PR #398, opened 2023-02-17
Newsletter banners part 4: create newsletter banner component

KaliedaRik:
## What does this change?
This PR creates, and plumbs in, the new Newsletter Banner
- Refactors banners to bring their tracking into alignment with epic tracking
- Adds new BannerNewsletter folder and files
- Sets up the new banner to use the `one-click subscribe` button, as used by epic newsletter components

Note that this PR builds on https://github.com/guardian/braze-components/pull/397 

### Screenshots
Screenshot 2023-03-02 at 13 43 46

Screenshot 2023-03-02 at 13 43 59


src/DigitalSubscriberAppBanner/index.test.tsx
```diff
@@ -22,19 +21,15 @@ describe('DigitalSubscriberAppBanner', () => {
             const { getByText } = render(
                 <DigitalSubscriberAppBanner
                     {...baseProps()}
-                    submitComponentEvent={logButtonClickWithOphan}
+                    trackClick={logButtonClickWithOphan}
```
tjmw, line 24: Nitpick: shall we rename `logButtonClickWithOphan` to reflect the broader use of this callback now (i.e. it doesn't just log to Ophan).

src/DigitalSubscriberAppBanner/index.tsx
```diff
@@ -1,39 +1,38 @@
...
+import type { TrackClick } from '../utils/tracking';
 import { COMPONENT_NAME } from './canRender';
 export { COMPONENT_NAME };
 
 export type BrazeMessageProps = {
+    ophanComponentId?: string;
     header?: string;
     body?: string;
+    cta?: string;
+    imageUrl?: string;
```
tjmw, line 12: I think it's confusing to add these as props here as they aren't supported by this component? (i.e. the image and cta are hard coded in this case).

src/BrazeBannerComponent.ts
```diff
@@ -1,32 +1,39 @@
...
+    DigitalSubscriberAppBanner,
+} from './DigitalSubscriberAppBanner';
+import { COMPONENT_NAME as APP_BANNER_NAME, AppBanner } from './AppBanner';
+import { COMPONENT_NAME as BANNER_WITH_LINK_NAME, BannerWithLink } from './BannerWithLink';
+import { COMPONENT_NAME as BANNER_NEWSLETTER_NAME, BannerNewsletter } from './BannerNewsletter';
 
 export type CommonBannerComponentProps = {
     componentName: string;
+    brazeMessageProps: BrazeMessageProps;
+    subscribeToNewsletter: NewsletterSubscribeCallback;
```
tjmw, line 27: Just a reminder (although TypeScript will let you know too!) that this will need to be added as a prop provided by the platform on DCR and frontend, like we do for newsletters [here](https://github.com/guardian/dotcom-rendering/blob/main/dotcom-rendering/src/web/components/SlotBodyEnd/BrazeEpic.tsx#L130).

src/BannerWithLink/index.tsx
```diff
@@ -22,25 +17,22 @@ export type BrazeMessageProps = {
 };
 
 export type Props = {
-    logButtonClickWithBraze: BrazeClickHandler;
-    submitComponentEvent: (componentEvent: OphanComponentEvent) => void;
-    ophanComponentId?: string;
```
tjmw, line 27: I think we need to add this back here to reflect that the `ophanComponentId` passed from Braze in the message extras is used by the component.

src/AppBanner/index.tsx
```diff
@@ -32,18 +28,14 @@ export type BrazeMessageProps = {
 import type { ButtonTheme } from '@guardian/source-react-components';
 
 export type Props = {
-    logButtonClickWithBraze: BrazeClickHandler;
-    submitComponentEvent: (componentEvent: OphanComponentEvent) => void;
-    ophanComponentId?: string;
```
tjmw, line 37: As with `BannerWithLink` I don't think we want to lose the `ophanComponentId` arg here. I _think_ this will also remove the need to cast with `as string` below.

src/DigitalSubscriberAppBanner/index.tsx
KaliedaRik: It raises the question: why do we have/support the `DigitalSubscriberAppBanner` template? The only difference between this and `AppBanner` is that the CTA and URL are hardcoded which, moving to a greater self-serve world, is something we do not want to encourage?

src/DigitalSubscriberAppBanner/index.test.tsx
KaliedaRik: Renamed to `logButtonClick` across relevant banner test files which mock such a function

src/DigitalSubscriberAppBanner/index.tsx
KaliedaRik: In the Accessibility PR, which builds on this PR, I've factored out the local `BrazeMessageProps` type from each banner `index.tsx` to an all-encompassing imported type (maybe it should be an `interface`?) - which you can see defined here: https://github.com/guardian/braze-components/pull/400/files#diff-3341aff8c9584e4e301a155c9d5b5f58b589524f09dd49b5743eef8515798994 ... but I'm happy to take out unnecessary items from the local declarations in this PR.

src/BannerWithLink/index.tsx
KaliedaRik: Sorry, I don't understand this comment. The functions have been replaced by the Epic's `trackClick` function - which we agreed was something that had been planned a while back but never implemented? As a consequence the `ophanComponentId` attribute moves into the `brazeMessageProps` object

src/DigitalSubscriberAppBanner/index.tsx
KaliedaRik: Done

tjmw: > In the Accessibility PR, which builds on this PR, I've factored out the local BrazeMessageProps type from each banner index.tsx to an all-encompassing imported type (maybe it should be an interface?)

Hmm wonder if that's what we want. I'll use epics here as an example but the same is true for banners. High level, there is a common interface which all Braze epics have which is defined here: https://github.com/guardian/braze-components/blob/main/src/BrazeEndOfArticleComponent.ts#LL49-L56C3 So that's everything the platform will provide to the high level `BrazeEndOfArticleComponent` component. At this level the `brazeMessageProps` are very generic and represent the data we get from Braze. Then downstream of that each individual component specifies narrower types, which outline the props that the specific component wants. So taking the `BrazeDownToEarthNewsletterEpic` as an example, it's props are defined here: https://github.com/guardian/braze-components/blob/main/src/DownToEarthNewsletterEpic/index.tsx#L19, so this narrows down and makes more specific the higher level props. Mixing all possible props that each component might want in a higher level type/interface at the top feels like it might be confusing as it'll be harder to know what props/values from Braze an individual component cares about. What do you think? (Happy to pair on any of this if it's useful or if I'm not making sense!)

tjmw: Hey yes I think moving to more generic/configurable components on the whole is a good strategy. The approach we've used in the past on this project is create more bespoke/specific templates and then if they prove useful to create something more generic (which is how `DigitalSubscriberAppBanner` -> `AppBanner` happened). Great question about `DigitalSubscriberAppBanner`, I'd be surprised if that is still in use anywhere. If we can get our marketing colleagues to confirm it's unused we could remove it (I think that probably belongs in its own PR).

src/BrazeBannerComponent.ts
tjmw: I think I'd do that work in a single PR on each of the web platforms. So once the newsletter banner changes are in a release, create a PR on each of frontend and DCR which 1) bumps the version of braze-components and 2) starts threading through the `subscribeToNewsletter` prop for banners. I can help with integration testing etc in CODE when we're ready to do that!

src/BannerWithLink/index.tsx
tjmw: Hey sorry I didn't explain this very well. Having dug a bit more it looks like for this component the `ophanComponentId` would have always come from Braze and so would be in the `brazeMessageProps` just as you said. So removing seems like a good clean up 👍

You probably saw that for the two older banner components before we'd figured out how tracking would work we were falling back on the actual React component name for the `ophanComponentId` (just to give some context on why that's happening).

src/BannerWithLink/index.tsx
```diff
@@ -22,25 +17,22 @@ export type BrazeMessageProps = {
...
     brazeMessageProps: BrazeMessageProps;
+    trackClick: TrackClick;
 };
 
 const BannerWithLink: React.FC<Props> = (props: Props) => {
     const {
-        logButtonClickWithBraze,
-        submitComponentEvent,
         brazeMessageProps: {
+            ophanComponentId = COMPONENT_NAME,
```
tjmw, line 27: For `BannerWithLink` the `ophanComponentId` is something that we require marketing to provide. It's marked as required in Storybook and the `canRender` enforces this. So it's probably not needed to provide the default/fallback here.
```suggestion
            ophanComponentId,
```

src/BannerNewsletter/index.tsx
```diff
@@ -0,0 +1,114 @@
...
+export type Props = {
+    brazeMessageProps: BrazeMessageProps;
+    trackClick: TrackClick;
+    subscribeToNewsletter: NewsletterSubscribeCallback;
+};
+
+const BannerNewsletter: React.FC<Props> = (props: Props) => {
+    const {
+        brazeMessageProps: {
+            ophanComponentId = COMPONENT_NAME,
```
tjmw, line 29: Similar to `BannerWithLink`, I don't think we need to provide a fallback/default here as we enforce this as a required param in the `canRender` (and mark it as required for marketing in Storybook).

```suggestion
            ophanComponentId,
```

src/BannerWithLink/index.tsx
KaliedaRik: Will remove

src/BannerNewsletter/index.tsx
KaliedaRik: Will remove

src/BannerWithLink/index.tsx
KaliedaRik: ... Done

src/BannerNewsletter/index.tsx
KaliedaRik: ... Done

PR #399, opened 2023-02-21
Fix the build

tjmw:
## What does this change?

Fix the build. We started seeing errors in the build on the build-storybook step which look like they're related to the Node version according to Google:

`Error: error:0308010C:digital envelope routines::unsupported`

It turns out we weren't honouring the .nvmrc since migrating to GitHub actions for the build. Updating the workflow to correctly use the .nvmrc seems to get things working.

## Accessibility


KaliedaRik (approved):
(FingersCrossed) that this solves the build issue

PR #400, opened 2023-02-22
Braze Banner accessibility fixes

KaliedaRik:
## What does this change?
Hackday project to make Braze banners properly accessible

Refactors AppBanner by:
- Pulling constituent parts of the AppBanner out into their own components
- Cleaned up the styling
- Added accessibility functionality

Note that this PR builds on https://github.com/guardian/braze-components/pull/398


src/styles/bannerCommon.ts
```diff
@@ -51,6 +51,20 @@ export const styles = {
         }
     `,
 
+    topBar: css`
```
KaliedaRik, line 54: This file can be deleted once the other two banners are moved over to the new components

PR #404, opened 2023-03-06
Remove old digisubs banner code

KaliedaRik:
## What does this change?
This PR removes the Digital Subscriptions banner from the code base. This is an old banner which has been superseded by the App and With-link banners. Marketing have confirmed that they no longer use it.


tomrf1 (approved):
great!

PR #408, opened 2023-04-03
React 18

tomrf1:
A department-wide upgrade is underway.
DCR + Frontend haven't yet been upgraded.
This PR upgrades to react 18 in braze-components.

I have tested components:
1. in storybook
2. locally with DCR `main` branch, using `yarn link`

It's a strange upgrade because DCR actually includes preact client-side ([aliased to react](https://github.com/guardian/dotcom-rendering/blob/main/dotcom-rendering/scripts/webpack/webpack.config.js#L40))

By specifying the peerDependency as `17.0.2 || 18.2.0` we widen the range of supported versions.

### DIFF
--- a/package.json
+++ b/package.json
@@ -59,11 +59,11 @@
     "@storybook/components": "^6.5.4",
     "@storybook/preset-typescript": "^3.0.0",
     "@storybook/react": "^6.5.4",
-    "@testing-library/jest-dom": "^5.11.4",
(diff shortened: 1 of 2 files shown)


tjmw (approved):
I think this looks good 👍  As discussed it'd be good to test this against versions of DCR & frontend in CODE after the upgrade (though as you mention, I'm not sure what the difference will be given that Preact is shipped to the client).

PR #409, opened 2023-04-04
Bump @guardian/source-* libs and TypeScript

arelra:
## What does this change?

Bump:
typescript@~4.9.5 (as per csnx version)
@guardian/source-react-components-development-kitchen@^10.0.1
@guardian/source-react-components@^12.0.0
@guardian/source-foundations@^10.0.0

Also:
Fix TS errors

This is to align peer deps for: https://github.com/guardian/frontend/pull/25892 

This should be a released as a major version increment as peer deps have been bumped.

### DIFF
--- a/package.json
+++ b/package.json
@@ -96,9 +96,9 @@
   "peerDependencies": {
     "@emotion/react": "^11.1.2",
     "@guardian/libs": "^14.0.0",
-    "@guardian/source-foundations": "^9.0.0",
-    "@guardian/source-react-components": "^11.2.0",
-    "@guardian/source-react-components-development-kitchen": "^9.2.0",
+    "@guardian/source-foundations": "^10.0.0",
+    "@guardian/source-react-components": "^12.0.0",
+    "@guardian/source-react-components-development-kitchen": "^10.0.1",
     "react": "17.0.2"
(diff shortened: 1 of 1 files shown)


tjmw (approved):
This looks good to me! ✅ 

Is there an equivalent DCR PR to guardian/frontend#25892 which will perform the same source library version bumps we see here? I think if possible it'd be great to merge & release this braze-components change as close as possible to when the frontend/DCR branches are merged. Otherwise we end up with a change in main which will then be included in any other future releases off of main that we might want to do before the platform PRs are ready (I suppose this is something we could manage better with changesets).

If it's useful there's also the option to create a pre-release/beta version off of this branch.

arelra:
> Is there an equivalent DCR PR to [guardian/frontend#25892](https://github.com/guardian/frontend/pull/25892) which will perform the same source library version bumps we see here? 

Thanks @tjmw . I think DCR is already at these versions?

https://github.com/guardian/dotcom-rendering/blob/main/dotcom-rendering/package.json#L77-L79

Once braze-components is released I'll bump in both DCR & Frontend asap hopefully that should minimise the window between any further updates to main?

PR #410, opened 2023-04-13
Update authored epic component to make it more configurable

KaliedaRik:
## What does this change?
Marketing have requested that we update the `EpicWithSpecialHeader` component to allow them to self-serve the editing of the component's image and byline copy and the accompanying header copy.

## Images

**Storybook: before change**
Screenshot 2023-04-13 at 13 04 31

**Storybook: after change**
Screenshot 2023-04-13 at 13 04 48

## Accessibility
This PR makes the `` attribute configurable - previously it was served as a zero-length string

### DIFF
--- a/src/Epic/index.tsx
+++ b/src/Epic/index.tsx
@@ -6,6 +6,7 @@ import { COMPONENT_NAME, canRender, parseParagraphs } from './canRender';
 export { COMPONENT_NAME };
 import { replaceNonArticleCountPlaceholders } from './placeholders';
 import { TrackClick } from '../utils/tracking';
+import { HeaderSection } from '../EpicWithSpecialHeader';
 
 // Custom styles for <a> tags in the Epic content
 const linkStyles = css`
@@ -72,13 +73,18 @@ export type BrazeMessageProps = {
     remindMeConfirmationHeaderText?: string;
     remindMeConfirmationText?: string;
     hidePaymentIcons?: string;
+    authoredEpicHeader?: string;
+    authoredEpicImageUrl?: string;
+    authoredEpicImageAltText?: string;
+    authoredEpicBylineName?: string;
+    authoredEpicBylineCopy1?: string;
+    authoredEpicBylineCopy2?: string;
 };
 
 export type EpicProps = {
     ophanComponentId?: string;
     brazeMessageProps: BrazeMessageProps;
     countryCode?: string;
-    headerSection?: React.ReactNode;
     trackClick: TrackClick;
 };
 
@@ -94,9 +100,14 @@ export const Epic: React.FC<EpicProps> = (props: EpicProps) => {
             remindMeConfirmationText,
             ophanComponentId,
             hidePaymentIcons,
+            authoredEpicHeader,
+            authoredEpicImageUrl,
+            authoredEpicImageAltText,
+            authoredEpicBylineName,
+            authoredEpicBylineCopy1,
+            authoredEpicBylineCopy2,
         },
         countryCode,
-        headerSection,
         trackClick,
     } = props;
 
@@ -114,7 +125,16 @@ export const Epic: React.FC<EpicProps> = (props: EpicProps) => {
         <ThemeProvider theme={brand}>
             <div css={styles.epicWrapper}>
                 <section css={styles.epicContainer}>
-                    {headerSection}
+                    {authoredEpicImageUrl && (
+                        <HeaderSection
+                            authoredEpicImageUrl={authoredEpicImageUrl}
+                            authoredEpicImageAltText={authoredEpicImageAltText}
+                            authoredEpicHeader={authoredEpicHeader}
+                            authoredEpicBylineName={authoredEpicBylineName}
+                            authoredEpicBylineCopy1={authoredEpicBylineCopy1}
+                            authoredEpicBylineCopy2={authoredEpicBylineCopy2}
+                        />
+                    )}
 
                     <span css={styles.heading}>{heading}</span>
                     {paragraphs.map((text, index) => (
--- a/src/EpicWithSpecialHeader/index.stories.tsx
+++ b/src/EpicWithSpecialHeader/index.stories.tsx
@@ -8,6 +8,7 @@ import {
     buildEpicParagraphDocs,
 } from '../storybookCommon/argTypes';
 import { BrazeMessageProps } from '../Epic';
+import { grid, withGrid } from '../../.storybook/grid/withGrid';
 
 const NUMBER_OF_PARAGRAPHS = 9;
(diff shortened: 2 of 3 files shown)


tomrf1 (approved):
great!

src/EpicWithSpecialHeader/index.tsx
```diff
@@ -52,34 +48,62 @@ const headerStyles = {
     `,
 };
 
+type HeaderSectionProps = {
+    authoredEpicImageUrl?: string;
```
tomrf1, line 52: should all these fields be mandatory in this component?

src/Epic/index.tsx
```diff
@@ -72,13 +73,18 @@ export type BrazeMessageProps = {
     remindMeConfirmationHeaderText?: string;
     remindMeConfirmationText?: string;
     hidePaymentIcons?: string;
+    authoredEpicHeader?: string;
+    authoredEpicImageUrl?: string;
+    authoredEpicImageAltText?: string;
+    authoredEpicBylineName?: string;
+    authoredEpicBylineCopy1?: string;
+    authoredEpicBylineCopy2?: string;
```
tjmw, line 81: Since these are now props which can be passed through to the regular `Epic` component, I don't think there's now any need for the `EpicWithSpecialHeader` component. I think this is highlighted by the definition of the `EpicWithSpecialHeader` component being simply a call to the `Epic` component:

```js
export const EpicWithSpecialHeader: React.FC<EpicProps> = (props: EpicProps) => <Epic {...props} />;
```

src/EpicWithSpecialHeader/index.tsx
tjmw: I think probably for this component some of these should be required (i.e. if it'd look odd to render the header with no byline name, then we should make it required). I think TypeScript will force us to do this, but in the `Epic` component, we should only render `HeaderSection` if the required props are available.

src/EpicWithSpecialHeader/index.stories.tsx
```diff
@@ -8,20 +8,58 @@ import {
...
 import { BrazeMessageProps } from '../Epic';
+import { grid, withGrid } from '../../.storybook/grid/withGrid';
 
 const NUMBER_OF_PARAGRAPHS = 9;
 const paragraphDocs = buildEpicParagraphDocs(NUMBER_OF_PARAGRAPHS);
 
 export default {
     component: 'EpicWithSpecialHeader',
     title: 'EndOfArticle/EpicWithSpecialHeader',
+    decorators: [withGrid],
```
tjmw, line 19: The grid image picker is a custom storybook plugin we wrote to help marketing interact with the Grid and build a signed `i.guim.co.uk` image URL. I think there are possibly elements of it which are hardcoded around an image size suitable for a banner which may not be appropriate here (i.e. generating images which are too large for the small header image size used by this component).

src/EpicWithSpecialHeader/index.tsx
tomrf1: Is it possible to nest the mandatory fields under an optional field in the main epic props type? E.g.
```
type BrazeMessageProps = {
  buttonText?: string;
  ...
  authorHeader?: {
    authoredEpicImageUrl: string;
    authoredEpicImageAltText: string;
    authoredEpicHeader: string;
    authoredEpicBylineName: string;
    authoredEpicBylineCopy1: string;
    authoredEpicBylineCopy2: string;
  }
```

Then `HeaderSection` doesn't have to deal with optional fields.

tjmw: Ah yep that's nice 👍 (but remember that these will all be coming through as a flat structure of key/value pairs from Braze, so we'll have to do the nesting here)

src/EpicWithSpecialHeader/index.stories.tsx
KaliedaRik: I'm not too concerned about image size as it seems there's functionality in the grid plugin to create a new crop of the image if size is an issue. I think this can be solved by making sure people using the tool know about the option to create new crops

Screenshot 2023-04-17 at 12 23 23

The tool also gives a warning about over-small images, which can lead to poor quality image rendering in the browser/app

Screenshot 2023-04-17 at 12 24 19

I did see an issue with using an image of inappropriate (non-square) images - they can appear behind the close button. Adding an `autofocus` attribute to the close button could help to make it more prominent?

Screenshot 2023-04-17 at 12 17 39

Screenshot 2023-04-17 at 12 18 18

At the end of the day, the question is: are we willing to let Marketing do these checks for themselves when skinning the component with data in Storybook? Or do we want to limit their choices in various ways by hardcoding them into the component's `canRender` checks?

src/EpicWithSpecialHeader/index.tsx
KaliedaRik: I think I'd prefer the props to be flat? Hierarchical data (in my view) adds complexity where it's not essential and may trip up those who have to maintain components like this going forward?

src/Epic/index.tsx
KaliedaRik: For now I'd like to leave it as its own separate component as that's what Marketing expect it to be. There's also the issue where we want some of these new props to be mandatory for the byline epic, but can be ignored for the default epic and I don't know how to solve that in either storybook or in the default epic's `canRender` check

src/EpicWithSpecialHeader/index.tsx
tomrf1: Sure. My original point was that if fields are necessary to render a component, it's simpler + more correct for that component to receive them as non-optional. But since braze doesn't support nesting there's probably not much to be gained by nesting here

KaliedaRik: Updated to check the imageUrl, altText and bylineName fields have been completed.

tjmw: > Updated to check the imageUrl, altText and bylineName fields have been completed.

Great 👍  I think the types here should probably reflect that, what do you think? I.e. right now the `HeaderSectionProps` type says that `authoredEpicImageUrl` is optional, but in the JSX we use it as though it's non-optional (using it as the source for a `img` tag for example.

KaliedaRik: Done

tomrf1: I'm confused about why some of these props are optional and some not - it looks like they're all being rendered?

KaliedaRik: Pushed an update - does that address your concern?

tomrf1 (approved):
👍 looks good!

PR #414, opened 2023-06-15
Legitimate image url check for epics

KaliedaRik:
## What does this change?
When we updated the epicWithSpecialImage header we accidentally left out the check which determines whether the supplied image url comes from a permitted Guardian source. This PR rectifies the situation

## How to test
Test in Storybook


tomrf1 (approved):
👍

PR #713, opened 2021-03-15
Rc/4.5.0

blabadi:
Make song swagger support path based reverse proxy - as done in ego


blabadi:
will need to address the versions not being updated, tbd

| The problem |
Look through the listing, and copy each line that contains the word "been".

| Written solution |
KaliedaRik: Sorry, I don't understand this comment. The functions have been replaced by the Epic's `trackClick` function - which we agreed was something that had been planned a while back but never implemented? As a consequence the `ophanComponentId` attribute moves into the `brazeMessageProps` object
This PR removes the Digital Subscriptions banner from the code base. This is an old banner which has been superseded by the App and With-link banners. Marketing have confirmed that they no longer use it.
DCR + Frontend haven't yet been upgraded.
This should be a released as a major version increment as peer deps have been bumped.
KaliedaRik: Updated to check the imageUrl, altText and bylineName fields have been completed.
tjmw: > Updated to check the imageUrl, altText and bylineName fields have been completed.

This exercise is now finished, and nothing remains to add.